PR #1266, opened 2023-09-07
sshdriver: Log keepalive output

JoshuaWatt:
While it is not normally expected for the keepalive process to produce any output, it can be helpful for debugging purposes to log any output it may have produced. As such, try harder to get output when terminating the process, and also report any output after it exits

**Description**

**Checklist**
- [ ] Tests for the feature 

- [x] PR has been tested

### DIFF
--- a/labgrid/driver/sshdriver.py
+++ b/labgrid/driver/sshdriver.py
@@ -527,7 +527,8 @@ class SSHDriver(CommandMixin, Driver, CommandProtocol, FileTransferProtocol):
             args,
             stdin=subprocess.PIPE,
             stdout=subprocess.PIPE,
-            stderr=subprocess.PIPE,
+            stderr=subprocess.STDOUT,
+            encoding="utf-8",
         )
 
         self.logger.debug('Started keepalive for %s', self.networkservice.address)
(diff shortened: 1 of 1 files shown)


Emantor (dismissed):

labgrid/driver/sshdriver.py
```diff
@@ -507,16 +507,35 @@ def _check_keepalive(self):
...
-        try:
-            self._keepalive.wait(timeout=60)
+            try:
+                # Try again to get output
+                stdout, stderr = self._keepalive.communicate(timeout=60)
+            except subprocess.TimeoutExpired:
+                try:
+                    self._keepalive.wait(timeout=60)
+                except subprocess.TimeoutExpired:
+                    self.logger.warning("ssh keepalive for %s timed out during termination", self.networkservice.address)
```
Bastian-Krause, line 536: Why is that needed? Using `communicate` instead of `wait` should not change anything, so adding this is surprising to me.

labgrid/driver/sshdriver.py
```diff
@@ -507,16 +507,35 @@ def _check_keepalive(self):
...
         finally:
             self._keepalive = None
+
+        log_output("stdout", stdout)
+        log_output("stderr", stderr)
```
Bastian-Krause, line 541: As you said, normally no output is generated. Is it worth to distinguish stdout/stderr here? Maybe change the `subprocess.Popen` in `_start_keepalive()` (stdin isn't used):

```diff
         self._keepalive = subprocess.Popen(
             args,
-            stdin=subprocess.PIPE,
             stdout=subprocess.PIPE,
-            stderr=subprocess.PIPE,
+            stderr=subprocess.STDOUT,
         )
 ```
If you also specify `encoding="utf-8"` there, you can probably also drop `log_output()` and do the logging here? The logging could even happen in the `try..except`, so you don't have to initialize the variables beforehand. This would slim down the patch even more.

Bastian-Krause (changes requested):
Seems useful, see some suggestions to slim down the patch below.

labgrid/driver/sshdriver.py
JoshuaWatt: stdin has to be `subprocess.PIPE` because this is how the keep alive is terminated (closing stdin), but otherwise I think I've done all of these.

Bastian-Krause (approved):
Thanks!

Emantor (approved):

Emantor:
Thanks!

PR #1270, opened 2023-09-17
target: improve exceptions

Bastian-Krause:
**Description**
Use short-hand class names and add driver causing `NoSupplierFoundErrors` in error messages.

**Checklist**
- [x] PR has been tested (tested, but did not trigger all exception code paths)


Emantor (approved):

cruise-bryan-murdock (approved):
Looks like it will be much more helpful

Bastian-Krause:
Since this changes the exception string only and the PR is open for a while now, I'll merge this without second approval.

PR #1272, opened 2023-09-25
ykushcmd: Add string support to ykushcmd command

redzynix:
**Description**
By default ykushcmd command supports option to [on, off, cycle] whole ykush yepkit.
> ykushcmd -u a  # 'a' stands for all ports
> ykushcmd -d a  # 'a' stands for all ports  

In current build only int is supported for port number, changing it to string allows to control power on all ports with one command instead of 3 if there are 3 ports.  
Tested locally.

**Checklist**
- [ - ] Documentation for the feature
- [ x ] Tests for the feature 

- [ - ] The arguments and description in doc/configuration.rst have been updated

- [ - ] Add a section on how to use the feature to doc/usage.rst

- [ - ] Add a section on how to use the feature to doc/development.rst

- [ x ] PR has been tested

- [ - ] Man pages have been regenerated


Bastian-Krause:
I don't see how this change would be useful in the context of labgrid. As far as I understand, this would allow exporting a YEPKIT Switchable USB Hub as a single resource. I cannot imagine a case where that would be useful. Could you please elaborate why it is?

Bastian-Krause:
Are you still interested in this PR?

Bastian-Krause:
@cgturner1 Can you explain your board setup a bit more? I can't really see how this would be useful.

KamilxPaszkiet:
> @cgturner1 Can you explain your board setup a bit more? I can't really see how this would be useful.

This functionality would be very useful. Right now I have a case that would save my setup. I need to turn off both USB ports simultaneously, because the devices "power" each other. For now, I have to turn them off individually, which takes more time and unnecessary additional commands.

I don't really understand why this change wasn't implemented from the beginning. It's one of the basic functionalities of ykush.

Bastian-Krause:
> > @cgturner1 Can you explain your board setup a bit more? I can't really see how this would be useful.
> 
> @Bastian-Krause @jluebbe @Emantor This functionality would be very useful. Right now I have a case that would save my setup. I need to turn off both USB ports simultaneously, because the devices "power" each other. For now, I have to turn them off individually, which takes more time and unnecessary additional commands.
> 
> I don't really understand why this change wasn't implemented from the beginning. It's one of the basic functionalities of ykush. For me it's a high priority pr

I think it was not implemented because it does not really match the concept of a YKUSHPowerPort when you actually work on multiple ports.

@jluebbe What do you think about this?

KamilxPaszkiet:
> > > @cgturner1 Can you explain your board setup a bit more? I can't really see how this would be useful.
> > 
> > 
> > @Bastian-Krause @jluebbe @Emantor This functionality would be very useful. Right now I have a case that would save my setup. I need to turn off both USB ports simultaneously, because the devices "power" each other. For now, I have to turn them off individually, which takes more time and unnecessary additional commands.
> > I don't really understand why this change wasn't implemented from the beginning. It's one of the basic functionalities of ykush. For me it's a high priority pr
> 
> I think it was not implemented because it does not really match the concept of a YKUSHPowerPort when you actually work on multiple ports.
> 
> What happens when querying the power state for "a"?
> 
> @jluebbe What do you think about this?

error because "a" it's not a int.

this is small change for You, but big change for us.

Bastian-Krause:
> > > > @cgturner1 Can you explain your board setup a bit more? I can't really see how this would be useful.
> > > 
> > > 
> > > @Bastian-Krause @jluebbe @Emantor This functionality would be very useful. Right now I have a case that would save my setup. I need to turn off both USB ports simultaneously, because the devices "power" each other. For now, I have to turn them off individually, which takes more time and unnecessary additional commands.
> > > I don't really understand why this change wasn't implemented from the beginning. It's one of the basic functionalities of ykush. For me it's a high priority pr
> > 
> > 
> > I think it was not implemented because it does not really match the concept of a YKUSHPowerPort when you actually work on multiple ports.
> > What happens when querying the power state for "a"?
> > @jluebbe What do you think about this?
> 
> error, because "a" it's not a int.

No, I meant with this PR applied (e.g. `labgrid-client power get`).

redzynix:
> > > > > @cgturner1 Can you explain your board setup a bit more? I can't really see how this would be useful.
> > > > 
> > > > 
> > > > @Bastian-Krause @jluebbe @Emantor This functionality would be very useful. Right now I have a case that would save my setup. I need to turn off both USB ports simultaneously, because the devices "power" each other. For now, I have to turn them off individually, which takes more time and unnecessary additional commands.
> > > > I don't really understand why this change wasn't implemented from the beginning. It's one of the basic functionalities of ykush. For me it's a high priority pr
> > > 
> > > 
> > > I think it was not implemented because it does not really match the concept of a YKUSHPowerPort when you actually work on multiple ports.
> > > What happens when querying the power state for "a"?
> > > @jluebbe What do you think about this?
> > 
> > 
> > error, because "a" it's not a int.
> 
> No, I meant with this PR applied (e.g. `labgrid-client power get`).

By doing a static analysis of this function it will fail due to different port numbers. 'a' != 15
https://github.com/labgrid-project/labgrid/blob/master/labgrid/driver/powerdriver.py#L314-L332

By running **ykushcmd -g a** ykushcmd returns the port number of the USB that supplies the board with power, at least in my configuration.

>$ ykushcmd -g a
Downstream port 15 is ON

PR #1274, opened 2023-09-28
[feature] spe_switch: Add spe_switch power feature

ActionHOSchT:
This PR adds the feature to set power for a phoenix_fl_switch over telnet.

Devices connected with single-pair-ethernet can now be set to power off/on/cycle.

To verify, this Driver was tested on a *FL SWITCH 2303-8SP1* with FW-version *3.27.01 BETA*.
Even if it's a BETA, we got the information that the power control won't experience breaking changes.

● Problem statement
Wherever "meant" appears in the listing, report the line it is on.

● Answer to the exercise
No, I meant with this PR applied (e.g. `labgrid-client power get`).
> No, I meant with this PR applied (e.g. `labgrid-client power get`).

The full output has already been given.